▶ **EXERCISE AIM**
Give the number of lines in this listing that contain "from", with no other words.

▶ **SOURCE RECORDS**
PR #547, opened 2019-03-12
us16605 add feature content section to homepage

phritolay:
## Problem
Featured media wasn't displaying when content was in Contentful

## Solution
update featured media to pull in 'site' field from Contentful
update feature media to render content from Contentful when present

### Corresponding Branch
https://github.com/crdschurch/crds-net/pull/748
https://github.com/crdschurch/crds-contentful-migrations/pull/102


index.html
```diff
@@ -19,8 +19,9 @@
     sort: starts_at desc
 ---
 
-{% assign feature_obj = site.featured_media | where: 'page_path', page.url | first %}
-{% assign managed_features = feature_obj.docs %}
+{% assign feature_obj = site.featured_media | where: 'site', 'media' | where: 'page_path', page.url | first %}
```
seancdavis: This is fine in this case, but we can fix it further up the chain to prevent us from running into this issue again.

Notice how we're [filtering the content block query](https://github.com/crdschurch/crds-media/blob/development/_config.yml#L120-L121), such that only those scoped to the media project will be brought it. This decreases build time and removes the need to add `where: 'site', 'media'` to every place we use features on this site.

index.html
```diff
@@ -19,8 +19,9 @@
...
+{% assign managed_features = feature_obj.entries %}
```
seancdavis: Recall talking through what `get_docs` does.

In this case, `feature_obj.entries` is just data object (a Ruby hash), which is why you can call things like `.title` and other fields. _But_, there is no `.url` method because Jekyll is responsible for those and Jekyll does not know about the association, only the raw data.

That's why we pipe to the `get_docs` filter in instances like this. It finds the appropriate Jekyll object so you can call necessary methods, like `.url`.

We can walk through an example, but if you test your code on the front-end, you'll notice clicking on the features only reloads the current page.

seancdavis: Actually, in pairing with Warren, I thought about this and `get_docs` is not the right approach here.

Instead, check out the features generator (in `_plugins/generators`). It is looping through the featured_media objects and adding a `.docs` array that stuffs in all the appropriate Jekyll objects.

Long story short—change `.entries` to `.docs` and it should work. But I also want to make sure you understand what you're doing and why you're doing it. So I'm happy to walk through it with you.

index.html
phritolay: 👍 That's awesome. I'll update it.

index.html
phritolay: I ended up changing it to `.entries` because when it was set to `.docs` only the 4 most recent posts were displaying.  I just tested it again and I'm getting the same result. 🤔 I might be missing something, so I think it would be good to walk through it.

PR #562, opened 2019-03-20
US14397 Message Time Markers

tallented:
## Problem
There isn't a way to link directly to a time marker in a video

## Solution
* Added JSON Editor extension to Contentful Message and Video content Model
* One or more time markers can be added
* This creates a Content tab on the Message and Video layout in Jekyll
* Clicking a time marker also adds the min/sec to the browser address bar URL
* If the page loads and the message/video URL has a min/sec time marker on it, then the video will autoplay from that position 
* Clicking "Listen to Audio" will stop the playing video
* Clicking "Watch Video" will stop the playing audio

### Corresponding Branch
*Add link to crdschurch/repo-name-here#issue-number (if applicable). This helps the code reviewer know that corresponding work exists and where to find it.*

## Testing
Example links using the Contentful environment `featureUS14397timemakerlinks`:
* /videos/insights-why-would-a-church-do-the-super-bowl-of-preaching?min=4&sec=30
* /series/spark-2018/week-5-ideas-to-ignite-your-life?min=3&sec=43


_assets/javascripts/components/audio_video_toggler.js
```diff
@@ -10,21 +10,21 @@ class AudioVideoTrigger {
     this.playerContainer = $('[data-audio-video-control]').first();
     this.audioTrigger = $('[data-audio-trigger]').first();
     this.audioPlayer = $('[data-audio-player]').first();
-    if (this.audioPlayer.length > 0) this.audioHTML = this.audioPlayer[0].outerHTML;
```
tallented: The Youtube iframe player API needs to stay attached to the DOM, so the original mechanism of removing the player and replacing it won't work.

_includes/_tabs.html
```diff
@@ -2,15 +2,28 @@
   <ul class="nav nav-tabs" role="tablist">
   {% for tab in include.tabs %}
     {% if page[tab] != blank %}
-    <li role="presentation"><a href="#{{tab}}" aria-controls="{{tab}}" role="tab" data-toggle="tab">{{ tab | capitalize | replace: "_", " " }}</a></li>
+    <li role="presentation"><a href="#{{tab}}" aria-controls="{{tab}}" role="tab" data-toggle="tab">
```
tallented: Optionally pass in a name for the tab from the calling page, otherwise capitalize the tab ID.  This is necessary because the time marker tab needs to be named Contents but using contents as the Content Model field name wasn't working so I used timestamps instead.  It appears that Contentful uses `contents` field for a different purpose

_includes/_tabs.html
```diff
@@ -2,15 +2,28 @@
...
     {% endif %}
   {% endfor %}
   </ul>
 
-  <div class="tab-content soft-top">
+  <div class="tab-content">
   {% for tab in include.tabs %}
     <div role="tabpanel" class="tab-pane soft-bottom" id="{{tab}}">
-      {{ page[tab] | markdownify }}
+      {% if include.templates[forloop.index0] and include.templates[forloop.index0] != 'none' %}
```
tallented: The tabs include currently assumes tab content is just Markdown on the page front-matter.  Since the video time markers is a completely different approach I've externalized the HTML into a template file.  The calling page can use the liquid template split workaround to create an array of file names to use for the tab layout instead of markdown

_includes/_yt-embed.html
```diff
@@ -1,9 +1,48 @@
...
+          height: '315',
+          width: '560',
+          videoId: '{{ video_id }}',
+          events: {
+            'onReady': onPlayerReady
+          }
+        });
+      };
+    }, 0);
+
```
tallented: Checks to see if there is a ?min=X&sec=Y on the URL and if so, seeks to that position in the video and autoplays

PR #570, opened 2019-03-21
Feature/us16760 home featured collections

hungrymedia:
## Problem
Featured collections are not visible on home page

## Solution
Display featured collections in sidebar of home page.

### Corresponding Branch
- Uses collection flag introduced in crdschurch/crds-contentful-migrations/tree/feature/US16760-home-featured-collections
- Depends on crdschurch/crds-media/pull/568

## Testing
As a crds-media editor
When I choose to feature a collection on the homepage
Then I should see that (or those) collections on the homepage


seancdavis:
Don't merge this before #568 so that we aren't clicking into pages that don't exist.

PR #404, opened 2016-03-12
Define plugin paths

b4n:
Define PLUGIN and PLUGIN{DATA,DOC,LIB}DIR for all plugins

This helps for locating data files, and to define those appropriately depending on the platform (Windows).


b4n:
Obsoleted by #406.

PR #407, opened 2016-03-12
overview: Fix finding the interface file for the preferences on Windows

b4n:
Based off #406, so better apply that one first.


codebrainz:
Not tested, but it looks OK.

codebrainz:
@b4n if you don't mind, you could push this upstream too (no need for PR). I use [a script there](https://github.com/codebrainz/overview-plugin/blob/master/gp-update.sh) to generate changes to GP.

b4n:
@codebrainz okay, will try to remember doing that.

PR here is superseeded by #406 though, so it can be closed.

PR #408, opened 2016-03-12
markdown: Remove an unused define

b4n:
Untested, but should be fine

### DIFF
--- a/markdown/src/Makefile.am
+++ b/markdown/src/Makefile.am
@@ -18,7 +18,6 @@ noinst_HEADERS = \
 markdown_la_CFLAGS = \
 	$(AM_CFLAGS) \
 	$(MARKDOWN_CFLAGS) \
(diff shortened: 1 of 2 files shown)


codebrainz:
Seems OK if it's not used and is causing grief.

b4n:
> and is causing grief.

Probably not much, but that's one path less to worry about

codebrainz:
OK by me then. I probably thought of a use for it at some point and just didn't need it or stopped needing it.

geanyadmin:
> OK by me then. I probably thought of a use for it at some point and just
> didn't need it or stopped needing it.

If we merge #406 it'd become the same as PLUGINDATADIR, so you could use
that instead in the future.

frlan:
@b4n Can you rebase it after the 1.27 as I woul direct merge it in

PR #409, opened 2016-03-13
scope: Fix dependencies checks on Windows

b4n:
On Windows Scope doesn't need neither VTE nor pty.h, so drop the incorrect checks there.

### DIFF
--- a/build/scope.m4
+++ b/build/scope.m4
@@ -3,17 +3,22 @@ AC_DEFUN([GP_CHECK_SCOPE],
     GP_ARG_DISABLE([Scope], [auto])
     GP_CHECK_PLUGIN_GTK2_ONLY([Scope])
 
-    GP_CHECK_PLUGIN_DEPS([scope], [VTE],
-                         [vte >= 0.17])
-    AC_CHECK_HEADERS([util.h pty.h libutil.h])
-    GP_COMMIT_PLUGIN_STATUS([Scope])
-
     case "$host_os" in
-        cygwin* | mingw* | win32*) PTY_LIBS="" ;;
-        *) PTY_LIBS="-lutil" ;;
+        cygwin* | mingw* | win32*)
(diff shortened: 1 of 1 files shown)


b4n:
@eht16 @kugel- could you try this on Windows and if it does work, merge it?

eht16:
I think I tried it in March but forgot to give feedback: IIRC the changes are fine and Scope builds. Though the plugin is of limited use on Windows because you cannot define the path to the `gdb` executable, Scope expects to find `gdb.exe` in $PATH.
But having Scope built and distributed at all surely would be better than now.

I will test this in the next days again to get sure but before I need to rebuild everything with GTK2 for Scope (no GTK3 support).

codebrainz:
> Though the plugin is of limited use on Windows because you cannot define the path to the gdb executable,

And unless it's been fixed since I last used it, it doesn't work on non-`C:` drives, which is a drag when all your source code lives on a data drive or network share :(

eht16:
This PR works: Scope can be built fine on Windows after applying the changes.

As mentioned, Scope expects gdb.exe to be available in $PATH and probably also what @codebrainz reported (I didn't test). 

Do we want to ship Scope in the Windows installer anyway?
If so, just merge it.

b4n:
I don't care at all (last time I tried to test Scope on Linux it didn't seem to work, but maybe I was doing something wrong, and I didn't search further).
The PR here wasn't made in a hope to get it so I can use it on Windows, but merely to get things "more right".

IMO if this fixes the build, it should be merged, and whether or not it is included in the installer could be another question.  But I don't have any real opinion actually.

codebrainz:
> Do we want to ship Scope in the Windows installer anyway?

Both issues have simple-enough workarounds. IMO, if it's the only working debugging plugin on Windows, it'd probably be worth leaving it in.

PR #410, opened 2016-03-13
GTK+3 support for more plugins

sardemff7:
Geany requires GTK+ 2.24 minimum, so all the used APIs are there directly.

### DIFF
--- a/geanylatex/src/geanylatex.c
+++ b/geanylatex/src/geanylatex.c
@@ -304,10 +304,10 @@ plugin_configure(GtkDialog * dialog)
 	config_widgets.lower_selection_on_smallcaps = gtk_check_button_new_with_label(
 		_("Lower selection when formatting smallcaps (\\textsc{})"));
 
-	config_widgets.glatex_autocompletion_active = gtk_combo_box_new_text();
-	gtk_combo_box_insert_text(GTK_COMBO_BOX(config_widgets.glatex_autocompletion_active), 0,
+	config_widgets.glatex_autocompletion_active = gtk_combo_box_text_new();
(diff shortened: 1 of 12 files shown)


sardemff7:
(This version requirement is there since Geany 1.25, and Geany Plugins requires Geany 1.26.)

geanylatex/src/geanylatex.c
```diff
@@ -2128,8 +2128,8 @@ add_menu_to_menubar(void)
 	{
 		/* Build up menu for menubar */
 		menu_latex = gtk_menu_item_new_with_mnemonic(_("_LaTeX"));
-		gtk_menu_shell_insert(
-			menubar, menu_latex, g_list_length(menubar->children)-1);
+		gtk_menu_shell_append(
+			menubar, menu_latex);
```
b4n: Is this the same?  I think that was the same change that altered GeanyVC behavior, wasn't it?

geanylatex/src/geanylatex.c
```diff
@@ -2278,8 +2278,8 @@ add_menu_to_menubar(void)
 	if (menu_bibtex == NULL)
 	{
 		menu_bibtex = gtk_menu_item_new_with_mnemonic(_("_BibTeX"));
-		gtk_menu_shell_insert(
-			menubar, menu_bibtex, g_list_length(menubar->children)-1);
+		gtk_menu_shell_append(
+			menubar, menu_bibtex);
```
b4n: idem

b4n:
Not tested, but mostly LGTM

geanylatex/src/geanylatex.c
frlan: It makes a difference yes. I think we should add the same logic as on GeanyVC here.

sardemff7:
Changed to the same logic as GeanyVC.

PR #419, opened 2016-03-29
scope: Fix validate_number()

techee:
The brackets are apparently wrong - the check that should happen is

strcmp(text, "2147483648") < 0

but instead the whole expression

(s - text == 10 && strcmp(text, "2147483648"))

is compared if it's less than zero.

Noticed by LLVM:

```
utils.c:654:50: warning: comparison of constant 0 with boolean expression is always false
      [-Wtautological-constant-out-of-range-compare]
                (s - text == 10 && strcmp(text, "2147483648")) < 0) ? text : NULL;
                ~~~~~~~~~~~~~~~~~~~~~~~~~~~~~~~~~~~~~~~~~~~~~~ ^ ~
```

### DIFF
--- a/scope/src/utils.c
+++ b/scope/src/utils.c
@@ -651,7 +651,7 @@ static gchar *validate_number(gchar *text)
 	for (s = text; isdigit(*s); s++);
 	*s = '\0';
 	return *text && (s - text < 10 ||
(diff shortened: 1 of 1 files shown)


b4n:
LGBI

techee:
Merged as the original seemed to LBBI quite clearly.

▶ **WRITTEN SOLUTION**
5